Bennett and Spina Bifida: A Love Story

It’s funny, you never know at the time when you’re living the day that will change your life forever. But that’s what happened to me four years ago.

I work in Community Engagement and Events for the Minnesota Twins and I was volunteering at an event Joe Mauer was hosting for Gillette Children’s Specialty Healthcare, when I saw a little boy sitting by himself on the ground. I sat down next to him and he turned and said: “Hi, my name is Bennett and I love dinosaurs.”

I fell in love on the spot.

He asked me to pick him up. So, suddenly there I was, holding a child that I didn’t know when his father, Jon, introduced himself. That’s when Jon explained what I didn’t know at the time: Bennett has a medical condition called spina bifida.

We all had a good time at the event that day and Bennett took the game ball to the mound for the Twins game in the evening.

A week later, a thank you card from Jon and Bennett arrived that said: “Thank you for everything that you are, and everything that you did.” Jon and I kept in touch and a year later, we were engaged.

We had our wedding at Target Field, and Bennett walked me down the aisle. That night, we had our reception in the same room we had all met in for the first time.

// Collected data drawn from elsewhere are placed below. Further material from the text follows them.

Issue #240, opened 2026-08-23
Address VG11-VG13 statistical specification, validation and reporting findings


frankbuckley:
> [!NOTE]
> Drafted by an LLM-based AI tool (OpenAI Codex/GPT-5).

## Summary

A code and statistical review of VG11, VG12 and VG13 found that their registered PyMC graphs are internally coherent: dimensions, indexing, likelihood parameterisation, study constraints, GP anchors and posterior-predictive construction passed inspection. The material findings concern the fixed-810 measurement model combined with age-invariant child effects, grouped prediction targets, duplicated TD administrations, prior-calibration scope, sampler and recovery evidence, the obsolete canonical VG13 age window, and several reporting-estimand errors.

The complete evidence, limitations, model-specific findings and remediation order are recorded in `notes/202608231537-vg11-vg12-vg13-statistical-review.md`. This issue tracks implementation and validation; the documentation PR deliberately does not close it.

## Immediate correctness and reporting

- [x] Deduplicate exact full source administrations before outcome projection, study filtering and child coding; record the removal count and add a regression test. _(Done 2026-08-23 in `9871036`: `SELECT DISTINCT *` over the complete source row before projection, collapsing 28 exact copies (22 into VG11's frame, 3 VG12's, 2 VG13's), with a fixture test for the source-identity semantics and a real-database test pinning 18,522 -> 18,500, 7,052 -> 7,049, 6,358 -> 6,356. Verified 2026-09-06: the 109 rows that still look identical in VG11's *projected* frame are same-child same-age pairs on **two different forms** (all 106 `Thal` ones), which the fix deliberately preserves; that is item 12's territory, not this one.)_
[...]

Issue #233, opened 2026-08-22
Correct VG19/VG20 statistical validation and reporting defects


frankbuckley:
> [!NOTE]
> Drafted by an LLM-based AI tool (OpenAI Codex/GPT-5).

## Summary

A read-only code and statistical audit found that the core VG19 and VG20 PyMC graphs are implemented coherently: their Cholesky algebra, subject indexing, age scaling, conditional paired likelihood routing, and unseen-child posterior prediction are correct. However, several validation checks do not exercise the new model structures, and some report claims are mathematically incorrect or stronger than the available evidence supports. These issues should be resolved before treating the model reports as statistically verified.

The audit used a freshly prepared temporary DuckDB analysis frame containing 1,431 rows and 767 children. Of 1,428 spoken observations, 973 use the nested conditional likelihood and 455 use the fallback likelihood. Both real-data model graphs built with finite initial log-probabilities; targeted tests and Ruff passed. The full test suite's only two failures were caused by the absent generated DuckDB, and those two tests passed when pointed at the prepared temporary database. Reporting-quality traces were not available, so published posterior values and convergence statistics were not independently recomputed.

## High-priority correctness findings

- [x] **Replace VG19's invalid zero-exclusion argument for random slopes.** `tau_subj_u_1` and `tau_subj_q_1` have continuous HalfNormal priors (`src/vocab_growth/models/gp_utils.py:171-172`). An equal-tailed interval must exclude exactly zero even when the posterior equals the prior, so the claims in `docs/models/vg19/index.qmd:75,184-200` and `notes/202608212000-vg19-gates-g2-g4-g5.md:24-35` cannot establish that either slope variance is nonzero. Use subject-level predictive comparison with VG10, a point-null/spike-and-slab formulation, or a simulation-calibrated practically negligible threshold. Do not interpret interval exclusion as rejection of `tau1 = 0`. _(Done, verified 2026-09-06. `vg19/index.qmd:142` now states the correct thing: tau_1 "carries a `HalfNormal` prior, so its posterior is supported on (0, inf) and an equal-tailed interval **must** exclude zero — even if the posterior is the prior and the data have said nothing". `:373` repeats it as a finding — "Neither rate spread is testable from its own interval" — and contrasts the offset-rate correlations, which do live on (-1, 1) with prior mass either side.)_

[...]

PR #339, opened 2026-09-11
Register VG25: the sign -> speech cross-lag on the joint engine (#297)

frankbuckley:
> [!NOTE]

Registers **VG25**: VG24 plus one coefficient. A child's signed share of comprehension at their previous administration wave, relative to their own persistent signing standing, shifts the logit of their current production ratio `q` through `beta_sign_lag ~ Normal(0, 0.5)`. VG24 is nested exactly at zero — checked on the observed log density, not by inspection.

Nothing is fitted and no fit of record was touched. Record: [`notes/202609111704`](https://github.com/dseinternational/vocabulary-growth/blob/main/notes/202609111704-vg25-registration-and-the-boundary-share.md).

## Why VG24 and not VG15

This is the interpretive argument, not a class-hierarchy detail. `rho_sign_q` is the persistent between-child sign–speech association; with it in the model, the lag has that part taken away and is left measuring the prospective, occasion-level quantity it is named for. Without it, [`notes/202608151140`](https://github.com/dseinternational/vocabulary-growth/blob/main/notes/202608151140-cross-lag-not-for-models-of-record.md) §3 applies — within-child deviations in this pool have no memory beyond the occasion, so the lag becomes a noisy proxy for the correlation. Deriving from VG24 also leaves VG24's own fingerprint untouched and makes it the exact nested null.

The project now has a home for each of the three questions that sound like one, and the comparison report says which is which:

| Question | Quantity | Where | Status |
| --- | --- | --- | --- |
| Do the children who sign more of what they understand also *say* more of it, as a persistent standing? | `rho_sign_q` | VG24 | 0.391 [0.231, 0.539] |
| At one moment, within a child's understood words, do saying and signing a word go together? | `psi` | VG15 / VG24 | 2.34 [1.89, 2.81] |
| Does a child who signed *more than usual for them* earlier go on to say a larger share later? | `beta_sign_lag` | **VG25** | registered, not yet fitted |

The descriptive +0.19 of [`notes/202608160930`](https://github.com/dseinternational/vocabulary-growth/blob/main/notes/202608160930-early-signing-and-later-speech.md) is closest to the third but is not it — that regression conditions on the child's speech at the *earlier* wave, which a `q` child intercept does not.

## The design decisions

Four were named on [#297](https://github.com/dseinternational/vocabulary-growth/issues/297). The first two were the study owner's call; measurement forced a fifth.

| | Registered | Why |
| --- | --- | --- |
| Which likelihoods the lag enters | spoken marginal **and** the cross-tab compositions | one scalar on a fixed covariate cannot do to `psi` what a free per-child offset did — and confining it costs most of the evidence |
| Baseline | `within` (VG16 registers `population`) | `rho_sign_q` is in the model, so the population baseline has nothing left of its own to measure |
| `nz_01` denominator | no lag source | the signed share of *production* is a different variable — declined on that argument, and **not** because it is free |
| Gap | unrestricted, with a registered 12-month arm | one coefficient across 2–15 months is the assumption [#242](https://github.com/dseinternational/vocabulary-growth/issues/242) asked to be checked |
| **Boundary shares** | **continuity, not VG16's clip** | see below |

### Support, measured on the 2026-09-11 frame

| design | supporting observations | children | gap median (IQR) | by study |
| --- | ---: | ---: | --- | --- |
| marginal **and** cells (registered) | 191 | 129 | 6 (4–11) | uk_07 52, ie_02 43, uk_02 41, uk_05 30, uk_04 25 |
| marginal only | 111 | 80 | 6 (3–7) | ie_02 43, uk_05 30, uk_04 25, uk_02 13 |

`es_01` contributes 185 rows carrying a signed share and **not one lag** — all 186 of its children are single-wave, verified directly.

**`nz_01` costs real support.** 28 of its 33 children have more than one wave, and admitting a produced denominator would take the coefficient to **269 observations over 157 children** — 78 added, at a median gap of 6 months, and the 28 children #297 anticipated. It is declined on the argument alone, which is the only way the rule survives the next `nz_01` follow-up.

**The caveat, stated rather than left in the code.** Under the `within` baseline the predictor itself contains the child's signing shift at the *prior* wave, so an estimated per-child quantity does reach the composition — through one scalar coefficient, on lagged rows only, rather than as a free offset per row. `sign-lag-population` is the arm in which nothing per-child reaches the cells at all.

### The fifth decision, which the issue did not anticipate

VG16's clip is the wrong treatment for a **ratio** predictor, and the difference is not cosmetic.

| | VG16's count lag | VG25's ratio lag |
| --- | ---: | ---: |
| supporting rows | 477 | 191 |
| at a logit boundary | 7 (1.5%) | **28 (14.7%)** |

The clip puts all 26 zero-share sources at `logit(1e-4) = -9.21` **whatever the wave measured** — their denominators run 2, 7, 7, 13, … 129, 406. Measured on the **source signed-share logit** (the predictor's observed input, before the latent baseline the fitted term subtracts — the part measurable without a fit):

| treatment | SD | range | boundary rows' share of its sum of squares |
| --- | ---: | --- | ---: |
| clip | 3.34 | [−9.21, +9.21] | **76.1%** |
| continuity | 1.79 | [−6.70, +4.89] | 45.8% |

Under the clip, 14.7% of the rows carry three quarters of the variation `beta_sign_lag` is estimated from. **Not an artefact of the raw scale**: residualising on the source wave's age and study — the closest stand-in for the model's baseline available before a fit — leaves 66.1% against 42.3%.

The **field** default stays `LAG_ZERO_CLIP`, so the two lags are configured identically and VG16 is untouched; `sign-lag-clip` measures the difference on a fit.

## The wave loop, on the model it was built for

[#335](https://github.com/dseinternational/vocabulary-growth/pull/335) built the wave-sequential simulator and noted that no registered model selected it. VG25 does, and nothing declares that: `outcome_dependent_predictor` says the lag reads `signed`; `single_pass_is_sound` finds that column drawn in the same stage as every node the lag enters, and selects the loop. Measured end to end — **~70 s at `dev`, seven waves, sixteen coherence checks passed** — and now a test.

## Seven sensitivity arms, each measured

Registered in the same change as the fields they need — a field with no variant using it is dead weight in a fingerprint.

| arm | obs | children | what moves |
| --- | ---: | ---: | --- |
| _(registered)_ | 191 | 129 | — |
| `sign-lag-clip` | 191 | 129 | the predictor's **values**, not its rows |
| `sign-lag-marginal-only` | 111 | 80 | drops `uk_07` entirely and 28 of `uk_02`'s 41 |
| `sign-lag-population` | 191 | 129 | the **baseline** subtracted |
| `sign-lag-uk07-marginal` | 191 | 129 | `uk_07`'s 52 rows move from the `cells` branch to the `marginal` one |
| `sign-lag-gap-12` | 168 | 112 | drops the 23 lags reaching back over a year |
| `beta-sign-tight` / `-wide` | 191 | 129 | the prior scale only |

The four that leave the support at 191 are not inert — they change the predictor, the baseline, the likelihood carrying it, or the prior. Stated because a reader checking an arm against its row count would otherwise conclude three did nothing.

## Also in this change

- **`cross_lag.py` refactored** so both lags share one wave walk, one source-selection rule and one gap ceiling. `same_form_only` deliberately does **not** carry over: the ratio divides two counts scored on the same form in the same administration, so form truncation largely cancels — a property of the predictor, so VG25 carries no such field rather than one that would always be inert.
- **A report template written from scratch**, not derived from VG24's — copying a parent's report is how VG21 inherited three withdrawn claims ([#240](https://github.com/dseinternational/vocabulary-growth/issues/240)). It computes its support from the fit's own audit artefact, reads the boundary treatment from the manifest rather than assuming the registered one (a variant fit renders this template), and reports the coefficient's prior-to-posterior contraction — because VG24's `+0.000` correlations showed that a headline pinned at zero looks exactly like a model that fitted and found nothing.
- **The comparison report's "does early signing predict later speech?" callout** now names all three quantities.

### My own pass, before opening

Worth listing, because two of these were wrong in a way that reads as fine:

1. **The page declared itself a model of record.** `render_reading_routes('record', …)` routes families and practitioners to its expectations tables. VG25 is `UNCLASSIFIED` and unfitted, so it now uses the `candidate` role, which sends them to VG24 and says nothing here is a reported number.
2. **"The `nz_01` decision costs nothing measurable" was false.** It costs 78 observations from 28 children. Corrected in the definition, the model page, the inventory and the note, and now stated as a cost accepted on principle.
3. **A silent NaN was one field away.** The continuity correction has no clip of its own, so a source with `signed > understood` gives a share above 1 and `log(1 - r)` returns NaN into the log density. It cannot arise today (the loader masks comprehension below the recorded production union; cross-tab cells sum to their own total — verified, 0 of 562 rows), but reinstating that mask for a sensitivity is one field away. Now clipped in the primitive, with a test, and a no-op on valid data.
4. **"76.1% of the predictor's sum of squares" was imprecise** — that is the *source logit's*, since the fitted predictor subtracts a latent baseline. Restated, and corroborated with the residualised figures above.

### Automated review, after (1b592f4)

Nine comments, all accepted — and the three GitHub had *suppressed* were the substantive half.

1. **The source-selection rule was not order-independent, though its docstring said it was.** The wave walk ranked candidates on the comprehension denominator and took `np.argmax`, which is sound only while the ranked quantity is the *only* thing read off the chosen row. True of VG16's count lag as first written; false of a ratio lag that also reads the numerator. On two forms tied at 100 understood and disagreeing at 20 and 60 signed, swapping the rows moved the predictor from **−1.386 to +0.406**. The same hole had been open in VG16 since [#242](https://github.com/dseinternational/vocabulary-growth/issues/242)'s `same_form_only`, which reads the source's form ceiling — there the swap flips whether the row has a lag at all. The rule is now *every quantity read off the selected row is a selection key*, keyed lexicographically so the invariant is structural. No source wave offers a choice today, and every array is bit-identical to the committed implementation across VG16's registered form, its two arms and all seven VG25 arms. Ten waves do carry two usable comprehension measurements.
2. **The report's support tables ignored `sign_lag_in_cells`** — a cross-tab row has a likelihood branch whether or not the lag reaches it, so rendering `sign-lag-marginal-only` would have reported the registered model's 191/129 in place of its own **111/80**, and every gap, boundary, study and branch figure with it. Both cells now read the field from the fit's manifest, as the boundary treatment already was.
3. **The pair plot could not show the ridge the report names** — [#233](https://github.com/dseinternational/vocabulary-growth/issues/233) again, on the joint engine. `beta_sign_lag` is eighteenth in build order and the cap keeps six, so the grid would have shown `psi`, `conc` and four understood-GP hyperparameters. Fixed by ordering, not filtering, and then generalised — see below.

The other six were stale counts and headings: the field count (**seven**, not six), "four design decisions" over five subsections, the clamp docstring and its test name (sixteen of twenty-two), a sensitivity comment that reintroduced the "predictor" imprecision fixed above, and VG25's absence from the fit-command and recovery-target lists in the three instruction copies.

## The pair-plot consolidation, and what it found in VG24

The joint engine led with a hard-coded `("psi", "conc")`; the bivariate engine had `pair_plot_priority`. They are now one implementation in `diagnostics_utils`, which also disposes of the duplicated reordering closure.

I had argued against doing this inside a registration, on the ground that it would reorder VG14's, VG15's and VG24's plots. **Two thirds of that was wrong**, and doing it is what showed it:

- **VG14** is on the trivariate engine, which installs no reordering at all. Never affected.
- **VG15** does not move — bare `("psi", "conc")` before and after.
- **VG24** does move, and it had the same defect *live*. Its report calls a near-±1 correlation "the failure mode to watch for in the energy and pair plots", and the grid showed `psi`, `conc` and four understood-GP hyperparameters — not one of its three child correlations. The narrow fix would have left that.

So the reporting change is to **one** fitted model, and it is a repair. Measured across all twenty-two registered models — twenty unchanged:

| | rendered before | rendered after |
| --- | --- | --- |
| VG15 | `psi conc p_slope_low_u p_slope_hi_u ell_unit_u eta_u` | unchanged |
| VG24 | `psi conc p_slope_low_u p_slope_hi_u ell_unit_u eta_u` | `psi conc rho_sign_q rho_u_sign rho_uq tau_subj_u` |
| VG25 | `psi conc beta_sign_lag rho_sign_q tau_subj_sign p_slope_low_u` | `… rho_u_sign` sixth |

Consolidating was **not** applying the bivariate rules to joint models. A naive merge gives VG24 the priority `('rho_uq', 'tau_subj_u', 'tau_subj_q', 'tau_u', 'tau_q')` — `rho_uq` is the understood–spoken correlation, and the one VG24 exists to estimate is `rho_sign_q`. That is #233's own mistake repeated. The correlated-child branch is modality-aware; the head is kept separate from the definition-driven part so VG15 does not pick up a trailing scale block it has no structure to justify.

The fail-closed half: three engines install no reordering, which is only safe while their models have nothing to order. A test asserts that for every registered model on them, so registering a model with a distinguishing structure on an unwired engine fails and names the engine.

The figures change when VG24 is next fitted; this is a code change.

## Scope of change

The seven new fields live on `JointCrossLagModelDefinition`, a subclass no other model instantiates, so **no existing definition's serialisation moves** and no prepared-frame hash changes. `tests/support/graph_baseline.json` gained 315 lines and changed none — the evidence that the registration was graph-inert for the other twenty-one models.

It does move the **executable-code signature**, as any change inside `src/vocab_growth/` does, so existing fits need the refit [#289](https://github.com/dseinternational/vocabulary-growth/issues/289) already schedules before they can be published or resumed.

## What is deliberately left open

**#297 stays open.** This settles the design and registers the model; its adoption gates are unmet.

1. **No fit.** The role is deliberately `UNCLASSIFIED`, which fails closed — full publication strictness, and a place in the default refit scope (now 8 of 22). Whether VG25 becomes a model of record, a development step, or neither is a study-owner decision with [#190](https://github.com/dseinternational/vocabulary-growth/issues/190)'s other scope questions (#297 check 7). **Registering a model makes its output subject to publication validation immediately**, so delete any provisional VG25 output before syncing.
2. **Gate 4's three recovery cells.** VG25 is a registered recovery target and the loop is selected automatically, so `(beta ≠ 0, rho ≠ 0)` is runnable from the prior today. The other two need a way to *set* a parameter in the truth draw, which the harness does not have. Expect to need a tier above `test`: VG16's recovery returned `beta_lag` 29% low on its one assessable replicate, and two of three missed the R-hat gate.
3. **No leave-one-study-out arm** (#297 check 5). `exclude_studies` is a `BivariateModelDefinition` field; adding it to `JointModelDefinition` would restale every VG15 and VG24 fit — a change to make deliberately, with the refit it costs.
4. **LOO leaks across the lag**, as it does for VG16. `scripts/wave_forward_score.py` is the answer and has not been run here.

**Expect a small coefficient with an interval near zero.** The descriptive note's 89% interval only just cleared zero at n = 147, and this lag's support is 191 rows against VG16's 473. The deliverable is the estimate with its uncertainty in interpretable units, not a sign.

## Verification

- `uv run pytest -m "slow or not slow"` — full suite green at **2515 passed, 53 skipped** (+60 new tests).
- ruff, mypy, Prettier, CSpell clean.
- Graph baseline regenerated for `vg25` alone, so the diff can only add.
- Every quantitative claim above re-derived from the frame in a second, independent pass.
- All 20 Python cells in the report template compile; all 9 `@sec-` cross-references resolve.


frankbuckley:
> [!NOTE]

All nine accepted, and all three suppressed ones too — those turned out to be the substantive half of the review. Fixed in 1b592f4.

## The three that were real defects

**1. The source-selection rule was not order-independent, though its docstring said it was** (`cross_lag.py`). Right, and demonstrable. The walk ranked candidate sources on the comprehension denominator and took `np.argmax`, which is sound only while the ranked quantity is the *only* thing read off the selected row. That held for VG16's count lag as first written; it does not hold for a ratio lag that also reads the numerator. On a wave with two forms tied at 100 understood and disagreeing at 20 and 60 signed, swapping the two rows moved the predictor from **−1.386 to +0.406** — a sign change.

It reaches further than the comment said: `same_form_only` (#242) reads the source's **form ceiling** off the chosen row, so VG16 has had the same hole since that flag landed. There the swap flips whether the row has a lag at all. Both are now keyed on the stated rule — *every quantity read off the selected row is a selection key* — with the larger signed count and the larger ceiling winning, which is the least-truncated principle the primary rank already uses.

Rather than a tie-breaker on top of the old selection, the keys are lexicographic, so the invariant is structural. Nothing on the current frame exercises it: **no wave that serves as a source offers a choice, for either lag**, and I checked every array is bit-identical against the committed implementation across VG16's registered form, its same-form and gap arms, and all seven VG25 arms. Ten waves *do* carry two usable comprehension measurements, so one further administration for any of those children would have made it live.

**2. `sign_lag_in_cells` ignored in the report's support filter** (suppressed, `index.qmd:170` and `:537`). Confirmed by measurement: the old filter returns 191 observations / 129 children for `sign-lag-marginal-only`, which actually has **111 / 80**. Both cells now read the field from the fit's own manifest, as the boundary treatment already was. The giveaway was that the caption said the compositions count "only under `sign_lag_in_cells`" while the code counted them regardless.

**3. The pair plot could not show the ridge the report names** (suppressed, `index.qmd:397`). Confirmed: `beta_sign_lag` is **eighteenth** in VG25's build order and the cap keeps six, so the grid would have been `psi`, `conc` and four understood-GP hyperparameters. This is #233 again on the other engine, so it is fixed the same way — by ordering, not filtering, so nothing is hidden. The plot now shows `psi`, `conc`, `beta_sign_lag`, `rho_sign_q`, `tau_subj_sign`.

One deliberate narrowing: I did **not** route the joint engine through the bivariate `pair_plot_priority`, which would be the general fix. It would also reorder VG14's, VG15's and VG24's pair plots, and a reporting change for three fitted models should not ride along inside a registration. Only the lag's own block is prepended, so every joint model without the lag gets a byte-identical plot — pinned by a test. The cap regression test you asked for is in `tests/test_pair_plot_limits.py`, in the same idiom as #233's.

## The six stale counts and headings

All correct, all fixed: the field count (**seven**, not six — in both the dataclass docstring and the note), the report's "four design decisions" over five subsections, the test name (`..._by_sixteen_of_the_twenty_two`), the "predictor" wording in `test_sensitivity_overrides.py` that reintroduced exactly the imprecision this branch set out to fix, and VG25's absence from the fit-command and recovery-target lists in the three instruction copies.

The clamp-field one went one level further than the comment: `clamp_targets`' own docstring — the one that warns the count goes stale and says so at length — still read "fifteen of the twenty-one". It is now sixteen of twenty-two, and says the test asserts the *list* and the number is only ever a reading aid.

## Verification

Full suite `-m "slow or not slow"` green at **2513 passed, 53 skipped** (+7 tests: four for the tie-break, three for the cap). ruff, mypy, Prettier and CSpell clean. All 20 Python cells in the template compile and all 9 `@sec-` references resolve.

frankbuckley:
> [!NOTE]

Follow-up to my last comment: the pair-plot consolidation is now done in 733c988, and it **corrects something I said there**.

I had argued for the narrow fix on the ground that routing the joint engine through the bivariate `pair_plot_priority` "would also reorder VG14's, VG15's and VG24's plots". Two thirds of that was wrong:

- **VG14** is on the trivariate engine, which installs no pair-plot reordering at all. It was never affected by the joint engine's ordering, so it cannot be affected by consolidating it.
- **VG15** does not move. Its priority is the bare `("psi", "conc")` before and after, because it carries no distinguishing child structure.
- **VG24** does move — and it turns out it had the same #233 defect **live**, which the narrow fix would have left in place. Its report tells the reader a near-±1 correlation "is the failure mode to watch for in the energy and pair plots", and the grid showed `psi`, `conc` and four understood-GP hyperparameters, not one of its three child correlations.

So the reporting change is to one fitted model rather than three, and it is a repair rather than a restyle. Measured across all twenty-two registered models, twenty are unchanged:

| | rendered before | rendered after |
| --- | --- | --- |
| VG15 | `psi conc p_slope_low_u p_slope_hi_u ell_unit_u eta_u` | unchanged |
| VG24 | `psi conc p_slope_low_u p_slope_hi_u ell_unit_u eta_u` | `psi conc rho_sign_q rho_u_sign rho_uq tau_subj_u` |
| VG25 | `psi conc beta_sign_lag rho_sign_q tau_subj_sign p_slope_low_u` | `… rho_u_sign` in the sixth slot |

Two things worth flagging about the merge itself, because neither was mechanical.

**It is not a matter of applying the bivariate rules to joint models.** A naive merge gives VG24 the priority `('rho_uq', 'tau_subj_u', 'tau_subj_q', 'tau_u', 'tau_q')`. `rho_uq` is the understood–spoken correlation; the one VG24 was registered to estimate is `rho_sign_q`. That is #233's own mistake repeated — prioritising the parameter the *other* model was added for. The correlated-child branch is modality-aware, and on the joint engine it names all three correlations with `rho_sign_q` first.

**The head has to stay separate from the definition-driven part.** On the joint engine `psi` and `conc` lead unconditionally, so a list built by appending to them is never empty — and VG15 would have picked up the trailing scale block that is meant to mark a model with a structure worth prioritising. Pinned by a test.

Also fail-closed now: three engines install no reordering, which is only safe while their models have nothing to order. A test asserts an empty priority for every registered model on them, so registering a model with a distinguishing structure on an unwired engine fails and names the engine rather than silently dropping the intent.

The figures themselves change when VG24 is next fitted — this is a code change, and the cached figures are the previous fit's.

Full suite green at **2515 passed, 53 skipped**; ruff, mypy, Prettier and CSpell clean.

If all of this sounds serendipitous, frankly, it should, but the fact that Bennett was able to walk me down the aisle at all, is the miraculous part. When Bennett was born, doctors told his parents that walking was never something he’d be able to do.

Of course, that was before they got to Gillette.

Bennett is now 7 years old and in those seven short years, he’s had 14 major surgeries. In addition to his spina bifida, he also has hydrocephalus and scoliosis. Jon, Bennett’s mother Jill, stepfather Cory and I work together to make sure that Bennett gets the best care possible. We count ourselves fortunate to have a hospital like Gillette in Minnesota.

Bennett’s doctors and therapists (especially Dr. Walter Truong and Dr. Peter Kim) are all incredibly knowledgeable, kind, and 100 percent committed to the health and well-being of their patients. We don’t know where we’d be without them.

With that said, caring for a child who has a disability isn’t always easy. To our family, spina bifida means that every day we help Bennett take care of his basic needs. It means things like catheters, medicine, diaper changes, adjusting chest and leg braces, changing bandages, caring for sores on his feet and a daily enema.

It means occasionally getting odd looks and inappropriate questions on the playground. It means that we spend far too many moments advocating for our son to be included with everyone else, when you’d think that’d just be the logical decision.

We’re obviously biased, but anyone who has spent five seconds with Bennett and seen his million-dollar smile would tell you the same. After all, that’s what happened to me.

It was an event for Gillette that brought us all together and because of Gillette, our son is able to play baseball, wheelchair basketball, participate in Boy Scouts, help out on the farm at home, be a big brother and basically, just be a kid.

Bennett gets to be who he is and for that, we are forever grateful. The rest of the world should be too. Just wait until you meet him!